- EXERCISE REQUIREMENTS -
Transcribe each record as written.
+-------+
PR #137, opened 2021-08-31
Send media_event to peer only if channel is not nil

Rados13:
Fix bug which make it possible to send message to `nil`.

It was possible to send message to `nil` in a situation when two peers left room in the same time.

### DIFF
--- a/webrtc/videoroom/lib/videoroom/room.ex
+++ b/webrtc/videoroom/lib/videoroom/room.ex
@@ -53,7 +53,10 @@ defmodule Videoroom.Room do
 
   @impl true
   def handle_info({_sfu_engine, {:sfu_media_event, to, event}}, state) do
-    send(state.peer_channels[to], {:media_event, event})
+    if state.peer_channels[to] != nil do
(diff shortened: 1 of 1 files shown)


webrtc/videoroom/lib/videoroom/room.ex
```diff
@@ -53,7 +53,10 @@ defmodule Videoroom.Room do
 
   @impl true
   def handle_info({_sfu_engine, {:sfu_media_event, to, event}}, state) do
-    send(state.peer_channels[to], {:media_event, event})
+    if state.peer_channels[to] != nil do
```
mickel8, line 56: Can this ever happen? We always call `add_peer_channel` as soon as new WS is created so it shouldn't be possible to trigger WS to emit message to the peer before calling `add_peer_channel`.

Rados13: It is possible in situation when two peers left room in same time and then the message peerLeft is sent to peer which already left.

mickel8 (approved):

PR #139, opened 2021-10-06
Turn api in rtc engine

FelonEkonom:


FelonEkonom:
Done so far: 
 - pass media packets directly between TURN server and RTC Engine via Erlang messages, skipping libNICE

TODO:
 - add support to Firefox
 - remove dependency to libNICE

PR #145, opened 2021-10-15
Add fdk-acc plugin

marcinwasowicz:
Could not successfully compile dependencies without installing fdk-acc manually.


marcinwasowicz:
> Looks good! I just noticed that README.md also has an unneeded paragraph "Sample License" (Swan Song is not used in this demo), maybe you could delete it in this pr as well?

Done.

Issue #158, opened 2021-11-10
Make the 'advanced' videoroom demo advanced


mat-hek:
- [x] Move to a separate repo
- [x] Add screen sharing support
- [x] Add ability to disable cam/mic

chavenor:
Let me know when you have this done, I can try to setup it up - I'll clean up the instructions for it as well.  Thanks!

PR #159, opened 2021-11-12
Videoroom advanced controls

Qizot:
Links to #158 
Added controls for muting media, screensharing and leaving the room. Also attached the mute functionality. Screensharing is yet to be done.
+-------+
- RESPONSE FOR THIS EXERCISE -
PR #137, opened 2021-08-31
Send media_event to peer only if channel is not nil

Rados13:
Fix bug which make it possible to send message to `nil`.

It was possible to send message to `nil` in a situation when two peers left room in the same time.

### DIFF
--- a/webrtc/videoroom/lib/videoroom/room.ex
+++ b/webrtc/videoroom/lib/videoroom/room.ex
@@ -53,7 +53,10 @@ defmodule Videoroom.Room do
 
   @impl true
   def handle_info({_sfu_engine, {:sfu_media_event, to, event}}, state) do
-    send(state.peer_channels[to], {:media_event, event})
+    if state.peer_channels[to] != nil do
(diff shortened: 1 of 1 files shown)


webrtc/videoroom/lib/videoroom/room.ex
```diff
@@ -53,7 +53,10 @@ defmodule Videoroom.Room do
 
   @impl true
   def handle_info({_sfu_engine, {:sfu_media_event, to, event}}, state) do
-    send(state.peer_channels[to], {:media_event, event})
+    if state.peer_channels[to] != nil do
```
mickel8, line 56: Can this ever happen? We always call `add_peer_channel` as soon as new WS is created so it shouldn't be possible to trigger WS to emit message to the peer before calling `add_peer_channel`.

Rados13: It is possible in situation when two peers left room in same time and then the message peerLeft is sent to peer which already left.

mickel8 (approved):

PR #139, opened 2021-10-06
Turn api in rtc engine

FelonEkonom:


FelonEkonom:
Done so far: 
 - pass media packets directly between TURN server and RTC Engine via Erlang messages, skipping libNICE

TODO:
 - add support to Firefox
 - remove dependency to libNICE

PR #145, opened 2021-10-15
Add fdk-acc plugin

marcinwasowicz:
Could not successfully compile dependencies without installing fdk-acc manually.


marcinwasowicz:
> Looks good! I just noticed that README.md also has an unneeded paragraph "Sample License" (Swan Song is not used in this demo), maybe you could delete it in this pr as well?

Done.

Issue #158, opened 2021-11-10
Make the 'advanced' videoroom demo advanced


mat-hek:
- [x] Move to a separate repo
- [x] Add screen sharing support
- [x] Add ability to disable cam/mic

chavenor:
Let me know when you have this done, I can try to setup it up - I'll clean up the instructions for it as well.  Thanks!

PR #159, opened 2021-11-12
Videoroom advanced controls

Qizot:
Links to #158 
Added controls for muting media, screensharing and leaving the room. Also attached the mute functionality. Screensharing is yet to be done.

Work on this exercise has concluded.